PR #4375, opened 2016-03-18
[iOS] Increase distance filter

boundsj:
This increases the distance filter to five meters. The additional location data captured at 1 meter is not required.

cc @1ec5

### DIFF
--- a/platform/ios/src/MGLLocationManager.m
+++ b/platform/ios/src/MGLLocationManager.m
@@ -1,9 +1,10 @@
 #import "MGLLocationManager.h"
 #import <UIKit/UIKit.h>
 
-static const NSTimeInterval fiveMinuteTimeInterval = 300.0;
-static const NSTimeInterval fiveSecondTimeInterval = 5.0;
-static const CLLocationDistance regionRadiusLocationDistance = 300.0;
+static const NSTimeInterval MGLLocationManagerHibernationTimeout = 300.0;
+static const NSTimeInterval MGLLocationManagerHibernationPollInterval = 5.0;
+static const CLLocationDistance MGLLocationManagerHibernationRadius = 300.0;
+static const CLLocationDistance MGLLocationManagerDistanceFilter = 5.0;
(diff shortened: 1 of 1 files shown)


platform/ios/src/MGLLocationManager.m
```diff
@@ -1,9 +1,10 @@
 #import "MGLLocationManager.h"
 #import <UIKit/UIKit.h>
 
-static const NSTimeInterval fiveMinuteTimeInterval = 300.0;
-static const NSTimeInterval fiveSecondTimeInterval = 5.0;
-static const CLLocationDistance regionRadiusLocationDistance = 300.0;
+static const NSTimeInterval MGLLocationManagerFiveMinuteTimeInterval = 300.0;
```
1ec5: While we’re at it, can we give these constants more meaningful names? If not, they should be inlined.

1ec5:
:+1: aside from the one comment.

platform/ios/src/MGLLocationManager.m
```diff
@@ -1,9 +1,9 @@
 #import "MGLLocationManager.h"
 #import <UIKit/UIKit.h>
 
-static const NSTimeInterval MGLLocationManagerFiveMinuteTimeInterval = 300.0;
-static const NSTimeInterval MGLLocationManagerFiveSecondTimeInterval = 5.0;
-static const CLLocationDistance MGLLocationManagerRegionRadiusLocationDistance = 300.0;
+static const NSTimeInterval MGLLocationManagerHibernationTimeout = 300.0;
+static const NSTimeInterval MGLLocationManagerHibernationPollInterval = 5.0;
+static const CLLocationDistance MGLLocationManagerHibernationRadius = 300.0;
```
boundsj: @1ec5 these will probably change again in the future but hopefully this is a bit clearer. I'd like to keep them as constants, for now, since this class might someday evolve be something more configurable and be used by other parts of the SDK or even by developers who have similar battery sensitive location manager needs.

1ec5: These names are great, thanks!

> [WHAT YOU NEED TO DO] What is needed is an exact transcription of every record above.

> [SOLUTION TO THIS EXERCISE]
PR #4375, opened 2016-03-18
[iOS] Increase distance filter

boundsj:
This increases the distance filter to five meters. The additional location data captured at 1 meter is not required.

cc @1ec5

### DIFF
--- a/platform/ios/src/MGLLocationManager.m
+++ b/platform/ios/src/MGLLocationManager.m
@@ -1,9 +1,10 @@
 #import "MGLLocationManager.h"
 #import <UIKit/UIKit.h>
 
-static const NSTimeInterval fiveMinuteTimeInterval = 300.0;
-static const NSTimeInterval fiveSecondTimeInterval = 5.0;
-static const CLLocationDistance regionRadiusLocationDistance = 300.0;
+static const NSTimeInterval MGLLocationManagerHibernationTimeout = 300.0;
+static const NSTimeInterval MGLLocationManagerHibernationPollInterval = 5.0;
+static const CLLocationDistance MGLLocationManagerHibernationRadius = 300.0;
+static const CLLocationDistance MGLLocationManagerDistanceFilter = 5.0;
(diff shortened: 1 of 1 files shown)


platform/ios/src/MGLLocationManager.m
```diff
@@ -1,9 +1,10 @@
 #import "MGLLocationManager.h"
 #import <UIKit/UIKit.h>
 
-static const NSTimeInterval fiveMinuteTimeInterval = 300.0;
-static const NSTimeInterval fiveSecondTimeInterval = 5.0;
-static const CLLocationDistance regionRadiusLocationDistance = 300.0;
+static const NSTimeInterval MGLLocationManagerFiveMinuteTimeInterval = 300.0;
```
1ec5: While we’re at it, can we give these constants more meaningful names? If not, they should be inlined.

1ec5:
:+1: aside from the one comment.

platform/ios/src/MGLLocationManager.m
```diff
@@ -1,9 +1,9 @@
 #import "MGLLocationManager.h"
 #import <UIKit/UIKit.h>
 
-static const NSTimeInterval MGLLocationManagerFiveMinuteTimeInterval = 300.0;
-static const NSTimeInterval MGLLocationManagerFiveSecondTimeInterval = 5.0;
-static const CLLocationDistance MGLLocationManagerRegionRadiusLocationDistance = 300.0;
+static const NSTimeInterval MGLLocationManagerHibernationTimeout = 300.0;
+static const NSTimeInterval MGLLocationManagerHibernationPollInterval = 5.0;
+static const CLLocationDistance MGLLocationManagerHibernationRadius = 300.0;
```
boundsj: @1ec5 these will probably change again in the future but hopefully this is a bit clearer. I'd like to keep them as constants, for now, since this class might someday evolve be something more configurable and be used by other parts of the SDK or even by developers who have similar battery sensitive location manager needs.

1ec5: These names are great, thanks!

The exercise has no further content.